━━━ Source data

PR #856, opened 2022-01-18
Always run CI workflows from the current branch

cmnrd:
Currently the `ci.yml` workflow loads other sub-workflows, but hard-codes the workflow version to master. As a consequence, we always need to adjust `ci.yml` whenever we want to make changes to the sub-workflows in some branch. This PR is an attempt to avoid this hurdle, by using variable to automatically insert the correct branch.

━━━━━━

## What the exercise asks
All of the data above should be transcribed exactly.

## Written response
PR #856, opened 2022-01-18
Always run CI workflows from the current branch

cmnrd:
Currently the `ci.yml` workflow loads other sub-workflows, but hard-codes the workflow version to master. As a consequence, we always need to adjust `ci.yml` whenever we want to make changes to the sub-workflows in some branch. This PR is an attempt to avoid this hurdle, by using variable to automatically insert the correct branch.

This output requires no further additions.